WHAT THE TASK REQUIRES
Take each line of the data that contains the string "role" and copy it.

DATA PROVIDED
>>>>

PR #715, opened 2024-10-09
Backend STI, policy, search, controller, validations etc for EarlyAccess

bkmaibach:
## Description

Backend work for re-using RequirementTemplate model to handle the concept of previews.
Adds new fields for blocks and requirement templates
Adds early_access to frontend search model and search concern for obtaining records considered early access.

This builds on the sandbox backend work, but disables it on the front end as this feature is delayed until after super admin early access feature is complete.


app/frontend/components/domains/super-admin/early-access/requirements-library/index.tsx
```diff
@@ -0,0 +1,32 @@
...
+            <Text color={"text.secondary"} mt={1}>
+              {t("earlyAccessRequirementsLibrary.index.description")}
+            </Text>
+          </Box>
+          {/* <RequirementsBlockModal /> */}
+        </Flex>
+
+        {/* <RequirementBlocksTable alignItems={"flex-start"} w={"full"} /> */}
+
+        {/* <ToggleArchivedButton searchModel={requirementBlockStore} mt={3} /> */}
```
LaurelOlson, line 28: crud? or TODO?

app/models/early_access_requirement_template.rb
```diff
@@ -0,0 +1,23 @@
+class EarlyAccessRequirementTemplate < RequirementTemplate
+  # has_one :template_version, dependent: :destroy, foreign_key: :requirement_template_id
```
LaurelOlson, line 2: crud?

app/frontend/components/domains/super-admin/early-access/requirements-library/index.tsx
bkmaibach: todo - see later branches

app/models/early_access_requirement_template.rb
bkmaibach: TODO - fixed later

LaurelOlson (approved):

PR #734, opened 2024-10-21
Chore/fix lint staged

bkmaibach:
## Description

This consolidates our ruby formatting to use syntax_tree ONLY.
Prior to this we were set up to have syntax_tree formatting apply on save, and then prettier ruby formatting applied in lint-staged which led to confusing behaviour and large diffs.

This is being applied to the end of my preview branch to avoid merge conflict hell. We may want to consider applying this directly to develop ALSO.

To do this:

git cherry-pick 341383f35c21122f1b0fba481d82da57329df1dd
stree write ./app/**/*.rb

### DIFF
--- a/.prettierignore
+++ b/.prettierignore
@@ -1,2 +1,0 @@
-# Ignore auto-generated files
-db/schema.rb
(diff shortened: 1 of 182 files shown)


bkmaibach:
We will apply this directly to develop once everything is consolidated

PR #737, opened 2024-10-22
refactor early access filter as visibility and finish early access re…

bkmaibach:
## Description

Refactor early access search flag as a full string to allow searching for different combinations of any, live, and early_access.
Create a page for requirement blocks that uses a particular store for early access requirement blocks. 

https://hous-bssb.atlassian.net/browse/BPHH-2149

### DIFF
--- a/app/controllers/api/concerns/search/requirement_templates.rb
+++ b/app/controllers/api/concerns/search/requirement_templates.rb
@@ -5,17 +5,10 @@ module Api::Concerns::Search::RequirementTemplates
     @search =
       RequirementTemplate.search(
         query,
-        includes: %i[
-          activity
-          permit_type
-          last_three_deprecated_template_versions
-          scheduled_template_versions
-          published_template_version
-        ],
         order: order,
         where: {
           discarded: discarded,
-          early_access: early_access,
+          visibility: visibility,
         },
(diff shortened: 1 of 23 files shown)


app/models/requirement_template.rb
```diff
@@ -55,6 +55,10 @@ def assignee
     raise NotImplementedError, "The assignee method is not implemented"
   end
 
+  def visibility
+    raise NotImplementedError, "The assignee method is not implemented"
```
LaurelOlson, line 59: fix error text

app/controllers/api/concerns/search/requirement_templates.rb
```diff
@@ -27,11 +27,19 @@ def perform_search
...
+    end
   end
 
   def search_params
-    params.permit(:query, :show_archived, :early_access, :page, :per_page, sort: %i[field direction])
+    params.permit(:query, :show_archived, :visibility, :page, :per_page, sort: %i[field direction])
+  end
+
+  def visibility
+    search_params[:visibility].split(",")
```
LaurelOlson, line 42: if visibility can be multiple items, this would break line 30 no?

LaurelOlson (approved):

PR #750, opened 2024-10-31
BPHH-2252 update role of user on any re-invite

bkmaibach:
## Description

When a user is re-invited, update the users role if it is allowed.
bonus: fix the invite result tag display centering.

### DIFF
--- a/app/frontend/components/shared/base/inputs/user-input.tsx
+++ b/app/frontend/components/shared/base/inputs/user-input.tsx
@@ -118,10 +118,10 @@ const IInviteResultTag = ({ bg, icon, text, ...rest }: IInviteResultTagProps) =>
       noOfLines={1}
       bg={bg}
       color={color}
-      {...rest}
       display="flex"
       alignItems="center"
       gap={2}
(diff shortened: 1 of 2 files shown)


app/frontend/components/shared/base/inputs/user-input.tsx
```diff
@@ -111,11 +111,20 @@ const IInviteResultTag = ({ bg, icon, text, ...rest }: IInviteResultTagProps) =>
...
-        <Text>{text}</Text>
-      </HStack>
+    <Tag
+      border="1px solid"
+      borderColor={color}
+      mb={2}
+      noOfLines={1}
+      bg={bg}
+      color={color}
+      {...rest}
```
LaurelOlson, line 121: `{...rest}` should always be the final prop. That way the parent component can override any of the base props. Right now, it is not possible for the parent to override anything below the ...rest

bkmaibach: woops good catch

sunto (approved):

<<<<

EXPECTED OUTPUT
BPHH-2252 update role of user on any re-invite
When a user is re-invited, update the users role if it is allowed.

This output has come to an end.